→ What the task requires: Each record below should be given again exactly as it reads.

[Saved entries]
==================================================

PR #135, opened 2024-07-23
feat: ✨ Hold funds for bucket creation

snowmead:
This PR:

- Holds funds from the user when they create a bucket.
- Releases the held funds when the bucket is deleted.
- Tests


a-moreira (approved):
Nice!

TDemeco (approved):
I like what you did about setting up the account and balances in types instead of hardcoding them 👍🏻 just not sure I love them being a tuple named after the account (just because it might not be entirely clear what the tuple is) but that's just a nitpick

ffarall (approved):

PR #136, opened 2024-07-24
docs: Slashing Protocol

snowmead:


pallets/providers/README.md
```diff
@@ -378,3 +377,45 @@ Error thrown when trying to get a root from a Main Storage Provider without pass
 ### `SpRegisteredButDataNotFound`
 
 Error thrown when a user has a Storage Provider ID assigned to it but its metadata data does not exist in storage (storage inconsistency error, should never happen).
+
+## Slashing Protocol
```
TDemeco, line 381: In general, I would write it not in the future ("will be slashed", "will accrue") but in the present tense ("are slashed", "accrues") considering as I understood this should be the docs of the actual slashing functionality.

pallets/providers/README.md
```diff
@@ -378,3 +377,45 @@ Error thrown when trying to get a root from a Main Storage Provider without pass
...
+
+Storage Providers who fail to submit a proof by the last challenge tick will be slashed, predetermined by the challenge period defined in the proofs-dealer pallet.
```
TDemeco, line 383: "last challenge tick" might get confusing, I would change it to "Storage Providers who fail to submit a proof by their deadline" or something a bit more generic, considering this pallet should be agnostic on how Providers are marked as slashable.

pallets/providers/README.md
```diff
@@ -378,3 +377,45 @@ Error thrown when trying to get a root from a Main Storage Provider without pass
...
+
+Slashing is an asynchronous process, therefore it is possible for a Storage Provider to have failed more than one challenge before being slashed. To avoid all possibility for a Storage Provider to not be slashed for the number of failed proof submissions, the runtime will accrue the number of failed challenges for each Storage Provider. Slashing a Storage Provider will take into account the total number of failed challenges and multiply it by a configurable slash factor.
+
+### Manual and Automatic Slashing
+
+The `slash` extrinsic can be called by any account to manually slash a Storage Provider and only requires the Storage Provider ID of a Storage Provider to be slashed, be it either an MSP or a BSP.
```
TDemeco, line 389:
```suggestion
The `slash` extrinsic can be called by any account to manually slash any Storage Provider that has been marked as slashable, and only requires the Storage Provider ID of a Storage Provider to be slashed, be it either an MSP or a BSP.
```

pallets/providers/README.md
```diff
@@ -378,3 +377,45 @@ Error thrown when trying to get a root from a Main Storage Provider without pass
...
+
+An automated slashing mechanism is implemented in an off-chain worker process to be executed by collators which efficiently slashes many Storage Providers.
+
+### Grace Period and Insolvency
+
+Since the Storage Provider's stake determines their total storage capacity, it is entirely possible that the amount of data currently stored would be above their total storage capacity. StorageHub grants a predetermined configurable grace period for Storage Providers to top-up their stake to have their total capacity equal to or greater than the amount of data they currently store. If the grace period has been reached, they are considered to be insolvent and cease to be a Storage Provider.
```
TDemeco, line 395:
```suggestion
Since the Storage Provider's stake determines their total storage capacity, it is entirely possible that the amount of data currently stored would be above their total storage capacity after slashing. StorageHub grants a predetermined configurable grace period for Storage Providers to top-up their stake to have their total capacity equal to or greater than the amount of data they currently store. If the grace period has been reached, they are considered to be insolvent and cease to be a Storage Provider.
```

pallets/providers/README.md
```diff
@@ -378,3 +377,45 @@ Error thrown when trying to get a root from a Main Storage Provider without pass
...
+
+The grace period is based on the total stake/capacity of the Storage Provider. In essence, the more stake a Storage Provider has, the longer the grace period.
+This is to avoid a high stake Storage Provider from being removed from the network prematurely.
+
+The runtime will automatically process any expired grace periods within the `on_poll` hook to ensure that the redundancy process is initiated as soon as possible. For every insolvent Storage Provider, an event will be emitted to notify the network and also mark the Storage Provider as insolvent, rendering them unable to operate as a Storage Provider. Finally all the of the Storage Provider's stake will be slashed and transfered to the treasury.
+
+### Ensuring Data Redundancy
+
+> [!IMPORTANT]
+> The runtime cannot ensure that all the data stored from an insolvent storage provider would be recovered. It is up to users and storage providers to ensure data redundancy since the runtime has no knowledge of file keys stored by whom.
```
TDemeco, line 405:
```suggestion
> The runtime cannot ensure that all the data stored from an insolvent Storage Provider would be recovered. It is up to users and other Storage Providers to ensure data redundancy since the runtime has no knowledge of file keys stored by whom.
```
Just to keep it consistent with previous capitalization

pallets/providers/README.md
```diff
@@ -378,3 +377,45 @@ Error thrown when trying to get a root from a Main Storage Provider without pass
...
+
+In the event when a BSP would become insolvent, the entire network of BSPs are responsible to regain data redundancy for the data they lost.
+
+To accomplish this, an off-chain indexer is required to discover the file keys which were stored by that insolvent Storage Provider. This is necessary since the runtime does not hold any file key in data in storage.
+
+Any account can call the `add_redundancy` extrinsic which requires a proof of inclusion of a given file key and the number of required BSPs needed to fulfill this request. The root is checked to be a current Bucket or BSP’s forest root to ensure that the file key does indeed exist as part of a Storage Provider's forest.
+
+This creates a traditional storage request with the specified amount of BSPs required. The caller of the extrinsic can optionally pass a list of data servers for the file key, which then will be marked in the storage request for the volunteers to request the data from. The caller is be able to obtain this information from the off-chain indexer.
```
TDemeco, line 413: This isn't entirely clear for me, but I might be missing something. Shouldn't we for BSPs just try to find a new BSP to store the files that the now insolvent BSP stored? In my head the process would be:
1. BSP becomes insolvent
2. Off-chain indexer sees this, and for each file it should issue a new storage request, with n-1/n BSPs already existing (so only one can correctly accept it)
3. After this, every file should have gotten the redundancy it previously already had

pallets/providers/README.md
```diff
@@ -378,3 +377,45 @@ Error thrown when trying to get a root from a Main Storage Provider without pass
...
+
+If the file was originally stored by an MSP, it is up to the user of the lost file or files within a bucket to execute the `transfer_file` or `transfer_bucket` extrinsics exposed by the file system pallet to move the data to a new MSP.
+
+#### Incentives and Storage Cleanup
+
+For every file key submitted for redundancy which was stored by an insolvent Storage Provider, the caller will be rewarded with a configurable amount of tokens which must be less than the slash factor to prevent abuse. The runtime will accrue the file size of each file key submitted for redundancy for the given insolvent Storage Provider. Once the total accrued file size reaches the total data size stored by the insolvent Storage Provider, the Storage Provider is deleted from the runtime.
+
+This process ensures that total redundancy is regained before the insolvent Storage Provider is removed from the network.
```
TDemeco, line 421: Oh ok I see now, so the idea would be to give incentives to BSPs to provide the now lost redundancy for the files of the insolvent BSP so the process of regaining that redundancy is quicker, and we also now when that process is done so we can safely delete the BSP. Is that correct?

pallets/providers/README.md
snowmead: This is how it works yes, but it is optional to precise more than 1 BSPs required to fulfill the storage request. This extrinsic is more generic over adding redundancy to existing file keys which do not need to be file keys lost from insolvent storage providers. Users can add more redundancy if they want to their existing files. But you are incentivized to do so for files that were lost.

pallets/providers/README.md
snowmead: Yes exactly, but anyone can call the `add_redundancy` extrinsic for lost files and get rewarded for it. For files that already exist, it must ofcourse the owner of the file to add more redundancy.

ffarall (approved):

==================================================

→ Exercise result:
PR #135, opened 2024-07-23
feat: ✨ Hold funds for bucket creation

snowmead:
This PR:

- Holds funds from the user when they create a bucket.
- Releases the held funds when the bucket is deleted.
- Tests


a-moreira (approved):
Nice!

TDemeco (approved):
I like what you did about setting up the account and balances in types instead of hardcoding them 👍🏻 just not sure I love them being a tuple named after the account (just because it might not be entirely clear what the tuple is) but that's just a nitpick

ffarall (approved):

PR #136, opened 2024-07-24
docs: Slashing Protocol

snowmead:


pallets/providers/README.md
```diff
@@ -378,3 +377,45 @@ Error thrown when trying to get a root from a Main Storage Provider without pass
 ### `SpRegisteredButDataNotFound`
 
 Error thrown when a user has a Storage Provider ID assigned to it but its metadata data does not exist in storage (storage inconsistency error, should never happen).
+
+## Slashing Protocol
```
TDemeco, line 381: In general, I would write it not in the future ("will be slashed", "will accrue") but in the present tense ("are slashed", "accrues") considering as I understood this should be the docs of the actual slashing functionality.

pallets/providers/README.md
```diff
@@ -378,3 +377,45 @@ Error thrown when trying to get a root from a Main Storage Provider without pass
...
+
+Storage Providers who fail to submit a proof by the last challenge tick will be slashed, predetermined by the challenge period defined in the proofs-dealer pallet.
```
TDemeco, line 383: "last challenge tick" might get confusing, I would change it to "Storage Providers who fail to submit a proof by their deadline" or something a bit more generic, considering this pallet should be agnostic on how Providers are marked as slashable.

pallets/providers/README.md
```diff
@@ -378,3 +377,45 @@ Error thrown when trying to get a root from a Main Storage Provider without pass
...
+
+Slashing is an asynchronous process, therefore it is possible for a Storage Provider to have failed more than one challenge before being slashed. To avoid all possibility for a Storage Provider to not be slashed for the number of failed proof submissions, the runtime will accrue the number of failed challenges for each Storage Provider. Slashing a Storage Provider will take into account the total number of failed challenges and multiply it by a configurable slash factor.
+
+### Manual and Automatic Slashing
+
+The `slash` extrinsic can be called by any account to manually slash a Storage Provider and only requires the Storage Provider ID of a Storage Provider to be slashed, be it either an MSP or a BSP.
```
TDemeco, line 389:
```suggestion
The `slash` extrinsic can be called by any account to manually slash any Storage Provider that has been marked as slashable, and only requires the Storage Provider ID of a Storage Provider to be slashed, be it either an MSP or a BSP.
```

pallets/providers/README.md
```diff
@@ -378,3 +377,45 @@ Error thrown when trying to get a root from a Main Storage Provider without pass
...
+
+An automated slashing mechanism is implemented in an off-chain worker process to be executed by collators which efficiently slashes many Storage Providers.
+
+### Grace Period and Insolvency
+
+Since the Storage Provider's stake determines their total storage capacity, it is entirely possible that the amount of data currently stored would be above their total storage capacity. StorageHub grants a predetermined configurable grace period for Storage Providers to top-up their stake to have their total capacity equal to or greater than the amount of data they currently store. If the grace period has been reached, they are considered to be insolvent and cease to be a Storage Provider.
```
TDemeco, line 395:
```suggestion
Since the Storage Provider's stake determines their total storage capacity, it is entirely possible that the amount of data currently stored would be above their total storage capacity after slashing. StorageHub grants a predetermined configurable grace period for Storage Providers to top-up their stake to have their total capacity equal to or greater than the amount of data they currently store. If the grace period has been reached, they are considered to be insolvent and cease to be a Storage Provider.
```

pallets/providers/README.md
```diff
@@ -378,3 +377,45 @@ Error thrown when trying to get a root from a Main Storage Provider without pass
...
+
+The grace period is based on the total stake/capacity of the Storage Provider. In essence, the more stake a Storage Provider has, the longer the grace period.
+This is to avoid a high stake Storage Provider from being removed from the network prematurely.
+
+The runtime will automatically process any expired grace periods within the `on_poll` hook to ensure that the redundancy process is initiated as soon as possible. For every insolvent Storage Provider, an event will be emitted to notify the network and also mark the Storage Provider as insolvent, rendering them unable to operate as a Storage Provider. Finally all the of the Storage Provider's stake will be slashed and transfered to the treasury.
+
+### Ensuring Data Redundancy
+
+> [!IMPORTANT]
+> The runtime cannot ensure that all the data stored from an insolvent storage provider would be recovered. It is up to users and storage providers to ensure data redundancy since the runtime has no knowledge of file keys stored by whom.
```
TDemeco, line 405:
```suggestion
> The runtime cannot ensure that all the data stored from an insolvent Storage Provider would be recovered. It is up to users and other Storage Providers to ensure data redundancy since the runtime has no knowledge of file keys stored by whom.
```
Just to keep it consistent with previous capitalization

pallets/providers/README.md
```diff
@@ -378,3 +377,45 @@ Error thrown when trying to get a root from a Main Storage Provider without pass
...
+
+In the event when a BSP would become insolvent, the entire network of BSPs are responsible to regain data redundancy for the data they lost.
+
+To accomplish this, an off-chain indexer is required to discover the file keys which were stored by that insolvent Storage Provider. This is necessary since the runtime does not hold any file key in data in storage.
+
+Any account can call the `add_redundancy` extrinsic which requires a proof of inclusion of a given file key and the number of required BSPs needed to fulfill this request. The root is checked to be a current Bucket or BSP’s forest root to ensure that the file key does indeed exist as part of a Storage Provider's forest.
+
+This creates a traditional storage request with the specified amount of BSPs required. The caller of the extrinsic can optionally pass a list of data servers for the file key, which then will be marked in the storage request for the volunteers to request the data from. The caller is be able to obtain this information from the off-chain indexer.
```
TDemeco, line 413: This isn't entirely clear for me, but I might be missing something. Shouldn't we for BSPs just try to find a new BSP to store the files that the now insolvent BSP stored? In my head the process would be:
1. BSP becomes insolvent
2. Off-chain indexer sees this, and for each file it should issue a new storage request, with n-1/n BSPs already existing (so only one can correctly accept it)
3. After this, every file should have gotten the redundancy it previously already had

pallets/providers/README.md
```diff
@@ -378,3 +377,45 @@ Error thrown when trying to get a root from a Main Storage Provider without pass
...
+
+If the file was originally stored by an MSP, it is up to the user of the lost file or files within a bucket to execute the `transfer_file` or `transfer_bucket` extrinsics exposed by the file system pallet to move the data to a new MSP.
+
+#### Incentives and Storage Cleanup
+
+For every file key submitted for redundancy which was stored by an insolvent Storage Provider, the caller will be rewarded with a configurable amount of tokens which must be less than the slash factor to prevent abuse. The runtime will accrue the file size of each file key submitted for redundancy for the given insolvent Storage Provider. Once the total accrued file size reaches the total data size stored by the insolvent Storage Provider, the Storage Provider is deleted from the runtime.
+
+This process ensures that total redundancy is regained before the insolvent Storage Provider is removed from the network.
```
TDemeco, line 421: Oh ok I see now, so the idea would be to give incentives to BSPs to provide the now lost redundancy for the files of the insolvent BSP so the process of regaining that redundancy is quicker, and we also now when that process is done so we can safely delete the BSP. Is that correct?

pallets/providers/README.md
snowmead: This is how it works yes, but it is optional to precise more than 1 BSPs required to fulfill the storage request. This extrinsic is more generic over adding redundancy to existing file keys which do not need to be file keys lost from insolvent storage providers. Users can add more redundancy if they want to their existing files. But you are incentivized to do so for files that were lost.

pallets/providers/README.md
snowmead: Yes exactly, but anyone can call the `add_redundancy` extrinsic for lost files and get rewarded for it. For files that already exist, it must ofcourse the owner of the file to add more redundancy.

ffarall (approved):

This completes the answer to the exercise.